==== INPUT MATERIAL

PR #2404, opened 2021-01-11
[#2273] Add Command & Control API for Kafka spec

calohmn:
This is for #2273:
Adds the specification for the Command & Control API for Kafka.

One of the main differences to the AMQP spec is that command response messages aren't targeted at a resource containing a "replyId" (like `command_response/${tenant_id}/${reply_id}`) but instead are written into the more general `hono.command_response.${tenant_id}` Kafka topic.

This means that no `reply-to` property/header is needed for the command message. Instead, to indicate that a command is supposed to trigger a response, ~~a `expect-response` header with a boolean value is used~~ the existence of the `correlation-id` header is used.

### DIFF
--- a/site/documentation/content/api/command-and-control-kafka/index.md
+++ b/site/documentation/content/api/command-and-control-kafka/index.md
@@ -1,0 +1,120 @@
+---
+title: "Command & Control API for Kafka Specification"
+linkTitle: "Command & Control API for Kafka"
+weight: 419
+---
+
+The *Command & Control* API of Eclipse Hono&trade; is used by *Business Applications* to send commands to connected devices.
+
+Commands can be used to trigger actions on devices. Examples include updating a configuration property, installing a software component or switching the state of an actuator.
+<!--more-->
+
+Hono distinguishes two types of commands. The first type is *one-way* only. In this case the sender of the command does not expect the device to send back a message in response to the command. This type of command is referred to as a *one-way command* in the remainder of this page. One-way commands may be used to e.g. *notify* a device about a change of state.
+
+The second type of commands expects a *response* to be sent back from the device as a result of processing the command. In this case the response contains a *status* code which indicates whether the command could be processed successfully. If so, the response may also include data representing the result of processing the command. This type of command is plainly referred to as a *command* because it represents the default case.
+
+The Command & Control API for Kafka is an alternative to the [Command & Control API for AMQP]({{< relref "/api/command-and-control" >}}).
+With this API, clients send command messages to an Apache Kafka&reg; cluster instead of an AMQP Messaging Network.
+
+See [Kafka-based APIs]({{< relref "/api/kafka-api" >}}) for fundamental information about Hono's Kafka-based APIs.
+The statements there apply to this specification.
+
+{{% note title="Tech preview" %}}
+The support of Kafka as a messaging system is currently a preview and not yet ready for production. The APIs are subject to change without prior notice.
+{{% /note %}}
+
+## Send a One-Way Command
+
+Business Applications use this operation to send a command to a device for which they do not expect to receive a response from the device.
+For that, the Business Application connects to the *Kafka Cluster* and writes a message to the tenant-specific topic `hono.command.${tenant_id}` where `${tenant_id}` is the ID of the tenant that the client wants to send the command for.
+
+**Preconditions**
+
+1. Either the topic `hono.command.${tenant_id}` exists, or the broker is configured to automatically create topics on demand.
+1. The *Business Application* is authorized to write to the topic.
+
+**Message Flow**
+
+1. The *Business Application* writes a command message to the topic `hono.command.${tenant_id}` on the *Kafka Cluster*.
+1. Hono consumes the message from the *Kafka Cluster* and forwards it to the device, provided that the target device is connected and is accepting commands.
+
+**Message Format**
+
+The key of the message MUST be the ID of the device that the command is targeted at.
+
+Metadata MUST be set as Kafka headers on a message.
+The following table provides an overview of the headers the *Business Application* needs to set on a one-way command message.
+
+| Name               | Mandatory | Type      | Description |
+| :----------------- | :-------: | :-------- | :---------- |
+| *device_id*        | yes       | *string*  | The identifier of the device that the command is targeted at. |
+| *subject*          | yes       | *string*  | The name of the command to be executed by the device. |
+| *content-type*     | no        | *string*  | If present, MUST contain a *Media Type* as defined by [RFC 2046](https://tools.ietf.org/html/rfc2046) which describes the semantics and format of the command's input data contained in the message payload. However, not all protocol adapters will support this property as not all transport protocols provide means to convey this information, e.g. MQTT 3.1.1 has no notion of message headers. |
+
+The command message MAY contain arbitrary payload, set as message value, to be sent to the device. The value of the message's *subject* header may provide a hint to the device regarding the format, encoding and semantics of the payload data.
+
+## Send a (Request/Response) Command
+
+*Business Applications* use this operation to send a command to a device for which they expect the device to send back a response.
+For that, the Business Application connects to the *Kafka Cluster* and writes a message to the tenant-specific topic `hono.command.${tenant_id}` where `${tenant_id}` is the ID of the tenant that the client wants to send the command for.
+The Business Application can consume the corresponding command response from the `hono.command_response.${tenant_id}` topic.
+
+In contrast to a one-way command, a request/response command contains a *response-expected* header with value `true` and a *correlation-id* header, providing the identifier that is used to correlate a response message to the original request.
+
+**Preconditions**
+
+1. Either the topics `hono.command.${tenant_id}` and `hono.command_response.${tenant_id}` exist, or the broker is configured to automatically create topics on demand.
+1. The *Business Application* is authorized to write to the `hono.command.${tenant_id}` topic and read from the `hono.command_response.${tenant_id}` topic.
+1. The *Business Application* is subscribed to the `hono.command_response.${tenant_id}` topic with a Kafka consumer.
+
+**Message Flow**
+
+1. The *Business Application* writes a command message to the topic `hono.command.${tenant_id}` on the *Kafka Cluster*.
+1. Hono consumes the message from the *Kafka Cluster* and forwards it to the device, provided that the target device is connected and is accepting commands.
+1. The device sends a command response message. Hono writes that message to the `hono.command_response.${tenant_id}` topic on the *Kafka Cluster*.
+1. The *Business Application* consumes the command response message from the `hono.command_response.${tenant_id}` topic.
+
+**Command Message Format**
+
+The key of the message MUST be the ID of the device that the command is targeted at.
+
+Metadata MUST be set as Kafka headers on a message.
+The following table provides an overview of the headers the *Business Application* needs to set on a request/response command message.
+
+| Name                | Mandatory | Type      | Description |
+| :------------------ | :-------: | :-------- | :---------- |
+| *correlation-id*    | yes       | *string*  | The identifier used to correlate a response message to the original request. It is used as the *correlation-id* header in the response. |
+| *device_id*         | yes       | *string*  | The identifier of the device that the command is targeted at. |
+| *response-expected* | yes       | *boolean* | MUST be set with a value of `true`, meaning that a response from the device is expected for the command. |
+| *subject*           | yes       | *string*  | The name of the command to be executed by the device. |
+| *content-type*      | no        | *string*  | If present, MUST contain a *Media Type* as defined by [RFC 2046](https://tools.ietf.org/html/rfc2046) which describes the semantics and format of the command's input data contained in the message payload. However, not all protocol adapters will support this property as not all transport protocols provide means to convey this information, e.g. MQTT 3.1.1 has no notion of message headers. |
+
+The command message MAY contain arbitrary payload, set as message value, to be sent to the device. The value of the message's *subject* header may provide a hint to the device regarding the format, encoding and semantics of the payload data.
+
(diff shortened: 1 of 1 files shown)


site/documentation/content/api/command-and-control-kafka/index.md
```diff
@@ -0,0 +1,117 @@
...
+With this API, clients publish command messages to an Apache Kafka&reg; cluster instead of an AMQP Messaging Network.
+
+{{% note title="Tech preview" %}}
+The support of Kafka as a messaging system is currently a preview and not yet ready for production. The APIs may change with the next version.
+{{% /note %}}
+
+## Send a One-Way Command
+
+Business Applications use this operation to send a command to a device for which they do not expect to receive a response from the device.
+For that, the Business Application writes a message to the tenant-specific topic `hono.command.${tenant_id}` where `${tenant_id}` is the ID of the tenant that the client wants to send the command for.
```
sophokles73, line 26: is this really called *writing to a topic* in the Kafka universe? I could also imagine
> ... publishes a message to the tenant-specific topic ...

site/documentation/content/api/command-and-control-kafka/index.md
```diff
@@ -0,0 +1,117 @@
...
+
+**Preconditions**
+
+1. Either the topic `hono.command.${tenant_id}` exists, or the broker is configured to automatically create topics on demand.
+1. The *Business Application* is authorized to write to the topic.
+
+**Message Flow**
+
+1. The *Business Application* produces a command message to the *Kafka Cluster* on the topic `hono.command.${tenant_id}`.
```
sophokles73, line 35: publishes? IMHO we should use consistent terminology throughout the document ...

site/documentation/content/api/command-and-control-kafka/index.md
```diff
@@ -0,0 +1,117 @@
...
+1. Hono consumes the message from the *Kafka Cluster* and forwards it to the device, provided that device is connected and accepting commands.
```
sophokles73, line 36: > provided that the target device is connected and accepts commands,

site/documentation/content/api/command-and-control-kafka/index.md
```diff
@@ -0,0 +1,117 @@
...
+
+Metadata MUST be set as Kafka headers on a message.
+The following table provides an overview of the headers the *Business Application* needs to set on a one-way command message.
+
+| Name               | Mandatory | Type      | Description |
+| :----------------- | :-------: | :-------- | :---------- |
+| *device_id*        | yes       | *string*  | The identifier of the device that the command is targeted at. |
+| *subject*          | yes       | *string*  | The name of the command to be executed by the device. |
+| *content-type*     | no        | *string*  | If present, MUST contain a *Media Type* as defined by [RFC 2046](https://tools.ietf.org/html/rfc2046) which describes the semantics and format of the command's input data contained in the message payload. However, not all protocol adapters will support this property as not all transport protocols provide means to convey this information, e.g. MQTT 3.1.1 has no notion of message headers. |
+| *message-id*       | no        | *string*  | An identifier that uniquely identifies the message at the sender side. |
```
sophokles73, line 50: what is this good for?

site/documentation/content/api/command-and-control-kafka/index.md
```diff
@@ -0,0 +1,117 @@
...
+
+*Business Applications* use this operation to send a command to a device for which they expect the device to send back a response.
+For that, the Business Application writes a message to the tenant-specific topic `hono.command.${tenant_id}` where `${tenant_id}` is the ID of the tenant that the client wants to send the command for.
+The Business Application can consume the corresponding command response from the `hono.command_response.${tenant_id}` topic.
+
+**Preconditions**
+
+1. Either the topics `hono.command.${tenant_id}` and `hono.command_response.${tenant_id}` exist, or the broker is configured to automatically create topics on demand.
+1. The *Business Application* is authorized to write to the `hono.command.${tenant_id}` topic and read from the `hono.command_response.${tenant_id}` topic.
+1. The *Business Application* subscribes to the `hono.command_response.${tenant_id}` topic with a Kafka consumer.
```
sophokles73, line 64: ... is subscribed to the ...

site/documentation/content/api/command-and-control-kafka/index.md
```diff
@@ -0,0 +1,117 @@
...
+
+**Message Flow**
+
+1. The *Business Application* produces a command message to the *Kafka Cluster* on the topic `hono.command.${tenant_id}`.
```
sophokles73, line 68: terminology

site/documentation/content/api/command-and-control-kafka/index.md
```diff
@@ -0,0 +1,117 @@
...
+1. Hono consumes the message from the *Kafka Cluster* and forwards it to the device, provided that device is connected and accepting commands.
```
sophokles73, line 69: see above

site/documentation/content/api/command-and-control-kafka/index.md
```diff
@@ -0,0 +1,117 @@
...
+1. The device sends a command response message. Hono writes that message into the `hono.command_response.${tenant_id}` topic on the *Kafka Cluster*.
```
sophokles73, line 70: terminology

site/documentation/content/api/command-and-control-kafka/index.md
```diff
@@ -0,0 +1,117 @@
...
+The key of the message MUST be the ID of the device that the command is targeted at.
+
+Metadata MUST be set as Kafka headers on a message.
+The following table provides an overview of the headers the *Business Application* needs to set on a request/response command message.
+
+| Name               | Mandatory | Type      | Description |
+| :----------------- | :-------: | :-------- | :---------- |
+| *device_id*        | yes       | *string*  | The identifier of the device that the command is targeted at. |
+| *subject*          | yes       | *string*  | The name of the command to be executed by the device. |
+| *expect-response*  | yes       | *boolean* | MUST be set with a value of `true` for a command for which a response from the device is expected. |
```
sophokles73, line 84: why don't we simply use the presence of the *correlation-id* for this purpose?

site/documentation/content/api/command-and-control-kafka/index.md
```diff
@@ -0,0 +1,117 @@
...
+| *content-type*     | no        | *string*  | If present, MUST contain a *Media Type* as defined by [RFC 2046](https://tools.ietf.org/html/rfc2046) which describes the semantics and format of the command's input data contained in the message payload. However, not all protocol adapters will support this property as not all transport protocols provide means to convey this information, e.g. MQTT 3.1.1 has no notion of message headers. |
+| *correlation-id*   | no        | *string*  | MAY contain an ID used to correlate a response message to the original request. If set, it is used as the *correlation-id* header in the response, otherwise the value of the *message-id* header is used. Either this or the *message-id* header MUST be set. |
+| *message-id*       | no        | *string*  | MAY contain an identifier that uniquely identifies the message at the sender side. Either this or the *correlation-id* header MUST be set. |
```
sophokles73, line 87: do we need this? why don't we simply require the use of *correlation-id*?

site/documentation/content/api/command-and-control-kafka/index.md
calohmn: I first I thought it would be better to not just use the `correlation-id` (which could be routinely set for all messages by the northbound application) but instead make it more explicit if actually a response is expected.

But looking more closely here, marking the command as a request/response command doesn't have much of an impact anyway. It's mostly used for the command metrics.
So, yes, I'll remove the `expect-response` header.

site/documentation/content/api/command-and-control-kafka/index.md
calohmn: Right, for AMQP it might make sense to have the `message-id` fallback since that is a system-property there, but not so for Kafka, since it's another custom header there. I'll remove it.

site/documentation/content/api/command-and-control-kafka/index.md
calohmn: The Kafka quickstart uses "write some events into the topic", and also "events being written to the topic". We are also using the phrase in the Kafka telemetry/event API specs.

So, I'd suggest using "writing to a topic" and removing the "publish/produce a message to a topic" variants.

site/documentation/content/api/command-and-control-kafka/index.md
calohmn: I've adapted the sentence.

calohmn:
@sophokles73 I've committed changes addressing the comments above.

site/documentation/content/api/command-and-control-kafka/index.md
```diff
@@ -0,0 +1,116 @@
...
+The key of the message MUST be the ID of the device that the command response is from.
+
+Metadata MUST be set as Kafka headers on a message.
+The following table provides an overview of the headers set on a message sent in response to a command.
+
+| Name               | Mandatory | Type      | Description |
+| :----------------- | :-------: | :-------- | :---------- |
+| *device_id*        | yes       | *string*  | The identifier of the device that sent the response. |
+| *status*           | yes       | *integer* | MUST indicate the status of the execution. See table below for possible values. |
+| *correlation-id*   | yes       | *string*  | MUST contain the correlation ID used to match the command message with the response message containing the result of execution on the device. |
```
sophokles73, line 103: how about
> MUST contain the value of the *correlation-id* header of the request message that this is the response for.

calohmn: Changed accordingly.

sophokles73 (approved):
LGTM

site/documentation/content/api/command-and-control-kafka/index.md
```diff
@@ -0,0 +1,116 @@
...
+
+The second type of commands expects a *response* to be sent back from the device as a result of processing the command. In this case the response contains a *status* code which indicates whether the command could be processed successfully. If so, the response may also include data representing the result of processing the command. This type of command is plainly referred to as a *command* because it represents the default case.
+
+The Command & Control API for Kafka is an alternative to the [Command & Control API for AMQP]({{< relref "/api/command-and-control" >}}).
+With this API, clients send command messages to an Apache Kafka&reg; cluster instead of an AMQP Messaging Network.
+
+{{% note title="Tech preview" %}}
+The support of Kafka as a messaging system is currently a preview and not yet ready for production. The APIs may change with the next version.
```
b-abel, line 20: In the specification of the Kafka-based downstream APIs the phrasing of the last sentence is now "The APIs are subject to change without prior notice". You may want to use it here as well.

site/documentation/content/api/command-and-control-kafka/index.md
```diff
@@ -0,0 +1,116 @@
...
+<!--more-->
+
+Hono distinguishes two types of commands. The first type is *one-way* only. In this case the sender of the command does not expect the device to send back a message in response to the command. This type of command is referred to as a *one-way command* in the remainder of this page. One-way commands may be used to e.g. *notify* a device about a change of state.
+
+The second type of commands expects a *response* to be sent back from the device as a result of processing the command. In this case the response contains a *status* code which indicates whether the command could be processed successfully. If so, the response may also include data representing the result of processing the command. This type of command is plainly referred to as a *command* because it represents the default case.
+
+The Command & Control API for Kafka is an alternative to the [Command & Control API for AMQP]({{< relref "/api/command-and-control" >}}).
+With this API, clients send command messages to an Apache Kafka&reg; cluster instead of an AMQP Messaging Network.
```
b-abel, line 17: General explanations about Hono's Kafka-based APIs are now on a separate page. FMPOV it would make sense to add a reference to it like the one in the downstream APIs:

```
See [Kafka-based APIs]({{< relref "/api/kafka-api" >}}) for fundamental information about Hono's Kafka-based APIs.
The statements there apply to this specification.
```

site/documentation/content/api/command-and-control-kafka/index.md
calohmn: @sophokles73 I've revisited this topic here and now think, that we should indeed introduce some distinguishing property other than the `correlation-id`.

The `correlation-id` property is something that should possibly correlate a one-way command message with the previous telemetry/event `ttd` message that triggered the command. That would be the straightforward way to implement a device request/response communication pattern (device to application/cloud - see #1276).

Therefore I would want to have a separate boolean property, making it explicit that a command-response is expected.

I would adapt the name slightly and choose `response-expected`.

Other options:
`response-required` - doesn't fit that well because it would imply that a timeout/error is thrown if no response is received (which isn't the case)
`one-way` - omitting the property would mean the request/response scheme as default, that would be different from AMQP, where the default without added property is one-way

site/documentation/content/api/command-and-control-kafka/index.md
calohmn: I've changed it accordingly.

site/documentation/content/api/command-and-control-kafka/index.md
calohmn: I've added that.

site/documentation/content/api/command-and-control-kafka/index.md
sophokles73: using `response-expected` sounds good to me

calohmn: Ok, I've added that.
I've also added a commit to hide the menu entry for now. When it is clear that the spec implementation will be in the next Hono release, that commit can be reverted.

sophokles73: Do you really want to make it mandatory? We could also make it optional and let it default to `false` (saving a few bytes in the message) ...

calohmn: It's marked as mandatory in the table above because that is in the "Send a (Request/Response) Command" chapter.
In the headers table for the "Send a One-Way Command" chapter, the header isn't listed.

So, one-way commands do not have to have a response-expected=false header.

A combined headers table for both kinds of commands would make this more straightforward, I guess. But with the structure of having separate one-way and request-response chapters (which makes sense to me, and is also used in the AMQP C&C spec), this would look like duplicate information.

========

## INSTRUCTIONS TO FOLLOW
Repeat exactly the lines above, starting with the first line of the records and finishing with the line holding "One of the main". Add no other line.

## EXERCISE RESPONSE
PR #2404, opened 2021-01-11
[#2273] Add Command & Control API for Kafka spec

calohmn:
This is for #2273:
Adds the specification for the Command & Control API for Kafka.

One of the main differences to the AMQP spec is that command response messages aren't targeted at a resource containing a "replyId" (like `command_response/${tenant_id}/${reply_id}`) but instead are written into the more general `hono.command_response.${tenant_id}` Kafka topic.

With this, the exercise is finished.